- Task -
Search the entries below for "defined". Report each line where it occurs.

- Records provided -
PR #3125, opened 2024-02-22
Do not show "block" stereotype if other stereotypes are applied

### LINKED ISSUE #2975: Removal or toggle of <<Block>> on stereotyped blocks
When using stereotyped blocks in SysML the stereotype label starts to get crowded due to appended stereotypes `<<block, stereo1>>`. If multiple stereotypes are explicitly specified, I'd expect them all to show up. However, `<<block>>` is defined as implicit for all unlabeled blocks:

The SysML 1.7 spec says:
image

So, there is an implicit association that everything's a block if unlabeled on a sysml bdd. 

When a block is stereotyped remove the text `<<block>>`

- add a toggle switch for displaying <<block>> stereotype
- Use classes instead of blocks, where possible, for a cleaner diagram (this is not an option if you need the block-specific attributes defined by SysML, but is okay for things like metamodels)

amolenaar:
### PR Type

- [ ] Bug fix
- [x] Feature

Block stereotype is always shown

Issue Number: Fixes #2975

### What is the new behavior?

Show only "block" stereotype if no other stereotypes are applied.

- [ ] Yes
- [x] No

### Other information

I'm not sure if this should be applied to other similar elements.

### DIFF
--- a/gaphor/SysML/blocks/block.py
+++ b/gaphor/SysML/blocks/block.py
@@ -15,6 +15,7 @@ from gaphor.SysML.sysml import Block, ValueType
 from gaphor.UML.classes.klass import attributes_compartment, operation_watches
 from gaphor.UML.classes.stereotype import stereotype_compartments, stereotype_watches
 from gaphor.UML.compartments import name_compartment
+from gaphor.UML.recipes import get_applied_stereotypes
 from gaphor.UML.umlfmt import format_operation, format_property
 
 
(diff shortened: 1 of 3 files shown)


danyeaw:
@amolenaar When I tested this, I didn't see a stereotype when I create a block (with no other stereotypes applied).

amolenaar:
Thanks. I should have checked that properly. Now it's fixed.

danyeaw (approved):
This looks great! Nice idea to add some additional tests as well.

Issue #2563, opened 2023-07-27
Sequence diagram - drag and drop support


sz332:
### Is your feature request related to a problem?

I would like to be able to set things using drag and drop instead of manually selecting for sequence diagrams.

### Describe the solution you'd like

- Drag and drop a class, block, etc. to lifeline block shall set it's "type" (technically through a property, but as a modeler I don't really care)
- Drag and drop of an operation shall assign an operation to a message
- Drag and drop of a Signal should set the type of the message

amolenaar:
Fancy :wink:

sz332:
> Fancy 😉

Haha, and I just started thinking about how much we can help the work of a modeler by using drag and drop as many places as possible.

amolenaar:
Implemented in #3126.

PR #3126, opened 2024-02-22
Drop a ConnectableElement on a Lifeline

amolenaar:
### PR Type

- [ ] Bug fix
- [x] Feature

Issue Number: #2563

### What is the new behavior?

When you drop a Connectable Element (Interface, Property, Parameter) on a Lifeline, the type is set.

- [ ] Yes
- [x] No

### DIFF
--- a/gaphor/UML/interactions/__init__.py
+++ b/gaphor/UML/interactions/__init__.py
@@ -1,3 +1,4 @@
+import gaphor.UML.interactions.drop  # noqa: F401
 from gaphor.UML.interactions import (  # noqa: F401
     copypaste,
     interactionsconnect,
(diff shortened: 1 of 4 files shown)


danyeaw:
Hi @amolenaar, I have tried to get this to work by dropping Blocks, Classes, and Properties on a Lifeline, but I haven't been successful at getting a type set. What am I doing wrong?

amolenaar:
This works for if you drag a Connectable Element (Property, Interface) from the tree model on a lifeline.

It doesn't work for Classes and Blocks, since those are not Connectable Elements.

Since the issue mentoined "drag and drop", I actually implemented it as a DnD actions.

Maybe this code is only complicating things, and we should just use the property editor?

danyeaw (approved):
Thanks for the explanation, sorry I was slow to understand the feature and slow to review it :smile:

---

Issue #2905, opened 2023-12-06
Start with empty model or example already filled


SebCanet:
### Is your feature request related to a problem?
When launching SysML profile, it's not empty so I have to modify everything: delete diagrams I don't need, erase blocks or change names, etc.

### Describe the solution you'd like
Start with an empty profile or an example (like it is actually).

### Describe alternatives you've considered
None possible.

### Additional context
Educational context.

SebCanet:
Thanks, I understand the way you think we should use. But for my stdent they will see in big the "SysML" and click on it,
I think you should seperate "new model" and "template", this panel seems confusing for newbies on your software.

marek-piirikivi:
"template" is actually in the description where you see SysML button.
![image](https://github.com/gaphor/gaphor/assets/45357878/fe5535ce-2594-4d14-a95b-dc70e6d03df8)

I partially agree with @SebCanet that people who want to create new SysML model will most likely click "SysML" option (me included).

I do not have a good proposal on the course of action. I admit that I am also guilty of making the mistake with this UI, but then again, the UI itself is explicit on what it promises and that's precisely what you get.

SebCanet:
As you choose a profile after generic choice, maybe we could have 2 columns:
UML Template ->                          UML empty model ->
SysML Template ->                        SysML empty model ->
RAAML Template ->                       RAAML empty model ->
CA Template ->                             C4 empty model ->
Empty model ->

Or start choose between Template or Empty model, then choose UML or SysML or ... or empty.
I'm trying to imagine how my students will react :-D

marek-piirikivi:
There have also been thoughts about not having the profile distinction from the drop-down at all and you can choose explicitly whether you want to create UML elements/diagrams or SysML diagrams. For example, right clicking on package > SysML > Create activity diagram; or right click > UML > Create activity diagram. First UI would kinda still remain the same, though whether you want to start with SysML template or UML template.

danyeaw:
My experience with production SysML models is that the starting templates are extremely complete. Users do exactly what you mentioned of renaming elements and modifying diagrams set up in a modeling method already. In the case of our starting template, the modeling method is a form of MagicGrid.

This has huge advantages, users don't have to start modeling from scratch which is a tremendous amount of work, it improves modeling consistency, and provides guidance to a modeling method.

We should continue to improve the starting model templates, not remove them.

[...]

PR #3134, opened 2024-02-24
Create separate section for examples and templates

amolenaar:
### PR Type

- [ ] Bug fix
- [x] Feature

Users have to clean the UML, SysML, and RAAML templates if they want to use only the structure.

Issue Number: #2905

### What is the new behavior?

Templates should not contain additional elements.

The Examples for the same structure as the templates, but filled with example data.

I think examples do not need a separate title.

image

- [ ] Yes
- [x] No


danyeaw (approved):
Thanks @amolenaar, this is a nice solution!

- Exercise response -
When using stereotyped blocks in SysML the stereotype label starts to get crowded due to appended stereotypes `<<block, stereo1>>`. If multiple stereotypes are explicitly specified, I'd expect them all to show up. However, `<<block>>` is defined as implicit for all unlabeled blocks:
- Use classes instead of blocks, where possible, for a cleaner diagram (this is not an option if you need the block-specific attributes defined by SysML, but is okay for things like metamodels)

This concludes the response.